Brief.
What you return must match the records exactly, with every line included.

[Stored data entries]

PR #1515, opened 2025-04-25
Add support delegate_with_autocompound for Parachain Staking [CU-8698ghttz]

ERussel:
## Purpose

The deprecated `delegate` call has been removed from [Parachain Staking pallet](https://github.com/moonbeam-foundation/moonbeam/pull/3215). The PR introduces support for `delegate_with_autocompound_call`. Since UI doesn't support autocompound yet the values are set to zero correspondingly. Also PR ensures backward compatability for chains which haven't upgrade yet.

##

Simulator Screenshot - iPhone 16 Pro - 2025-04-25 at 11 54 31

Simulator Screenshot - iPhone 16 Pro - 2025-04-25 at 11 54 53

Simulator Screenshot - iPhone 16 Pro - 2025-04-25 at 11 55 18

### DIFF
--- a/novawallet/Modules/Staking/Parachain/ParaStkStakeConfirm/ParaStkStakeConfirmInteractor.swift
+++ b/novawallet/Modules/Staking/Parachain/ParaStkStakeConfirm/ParaStkStakeConfirmInteractor.swift
@@ -183,38 +183,13 @@ final class ParaStkStakeConfirmInteractor: RuntimeConstantFetching {
             self.extrinsicSubscriptionId = nil
         }
     }
-}
 
-extension ParaStkStakeConfirmInteractor: ParaStkStakeConfirmInteractorInputProtocol {
-    func setup() {
-        feeProxy.delegate = self
-
-        subscribeAccountBalance()
-        subscribePriceIfNeeded()
-        subscribeDelegator()
-        subscribeCollatorMetadata()
-        subscribeScheduledRequests()
-
-        provideMinTechStake()
-        provideMinDelegationAmount()
-        provideMaxDelegationsPerDelegator()
-        provideStakingDuration()
-    }
-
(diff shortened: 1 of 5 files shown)


stepanLav:
Task linked: [CU-8698ghttz Westend direct staking. Inactive stake status with active validators without stake assignment](https://app.clickup.com/t/8698ghttz)

novawallet/Modules/Staking/Parachain/ParaStkStakeConfirm/ParaStkStakeConfirmInteractor.swift
```diff
@@ -249,6 +224,55 @@ extension ParaStkStakeConfirmInteractor: ParaStkStakeConfirmInteractorInputProto
...
+        provideMinDelegationAmount()
+        provideMaxDelegationsPerDelegator()
+        provideStakingDuration()
+    }
+
+    func estimateFee(with callWrapper: DelegationCallWrapper) {
+        let identifier = callWrapper.extrinsicId()
+
+        runtimeProvider.fetchCoderFactory(
+            runningIn: OperationManager(operationQueue: operationQueue),
```
svojsu, line 247: It would be better to pass the `OperationManager`. The only current use of `operationQueue` directly is to enqueue operations in `provideStakingDuration`, and this can also be accomplished using the `OperationManager`.

svojsu (approved):

novawallet/Modules/Staking/Parachain/ParaStkStakeConfirm/ParaStkStakeConfirmInteractor.swift
ERussel: We are planing to deprecate OperationManager and there is no overhead here. So i would leave as it is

Problem solution.
PR #1515, opened 2025-04-25
Add support delegate_with_autocompound for Parachain Staking [CU-8698ghttz]

ERussel:
## Purpose

The deprecated `delegate` call has been removed from [Parachain Staking pallet](https://github.com/moonbeam-foundation/moonbeam/pull/3215). The PR introduces support for `delegate_with_autocompound_call`. Since UI doesn't support autocompound yet the values are set to zero correspondingly. Also PR ensures backward compatability for chains which haven't upgrade yet.

##

Simulator Screenshot - iPhone 16 Pro - 2025-04-25 at 11 54 31

Simulator Screenshot - iPhone 16 Pro - 2025-04-25 at 11 54 53

Simulator Screenshot - iPhone 16 Pro - 2025-04-25 at 11 55 18

### DIFF
--- a/novawallet/Modules/Staking/Parachain/ParaStkStakeConfirm/ParaStkStakeConfirmInteractor.swift
+++ b/novawallet/Modules/Staking/Parachain/ParaStkStakeConfirm/ParaStkStakeConfirmInteractor.swift
@@ -183,38 +183,13 @@ final class ParaStkStakeConfirmInteractor: RuntimeConstantFetching {
             self.extrinsicSubscriptionId = nil
         }
     }
-}
 
-extension ParaStkStakeConfirmInteractor: ParaStkStakeConfirmInteractorInputProtocol {
-    func setup() {
-        feeProxy.delegate = self
-
-        subscribeAccountBalance()
-        subscribePriceIfNeeded()
-        subscribeDelegator()
-        subscribeCollatorMetadata()
-        subscribeScheduledRequests()
-
-        provideMinTechStake()
-        provideMinDelegationAmount()
-        provideMaxDelegationsPerDelegator()
-        provideStakingDuration()
-    }
-
(diff shortened: 1 of 5 files shown)


stepanLav:
Task linked: [CU-8698ghttz Westend direct staking. Inactive stake status with active validators without stake assignment](https://app.clickup.com/t/8698ghttz)

novawallet/Modules/Staking/Parachain/ParaStkStakeConfirm/ParaStkStakeConfirmInteractor.swift
```diff
@@ -249,6 +224,55 @@ extension ParaStkStakeConfirmInteractor: ParaStkStakeConfirmInteractorInputProto
...
+        provideMinDelegationAmount()
+        provideMaxDelegationsPerDelegator()
+        provideStakingDuration()
+    }
+
+    func estimateFee(with callWrapper: DelegationCallWrapper) {
+        let identifier = callWrapper.extrinsicId()
+
+        runtimeProvider.fetchCoderFactory(
+            runningIn: OperationManager(operationQueue: operationQueue),
```
svojsu, line 247: It would be better to pass the `OperationManager`. The only current use of `operationQueue` directly is to enqueue operations in `provideStakingDuration`, and this can also be accomplished using the `OperationManager`.

svojsu (approved):

novawallet/Modules/Staking/Parachain/ParaStkStakeConfirm/ParaStkStakeConfirmInteractor.swift
ERussel: We are planing to deprecate OperationManager and there is no overhead here. So i would leave as it is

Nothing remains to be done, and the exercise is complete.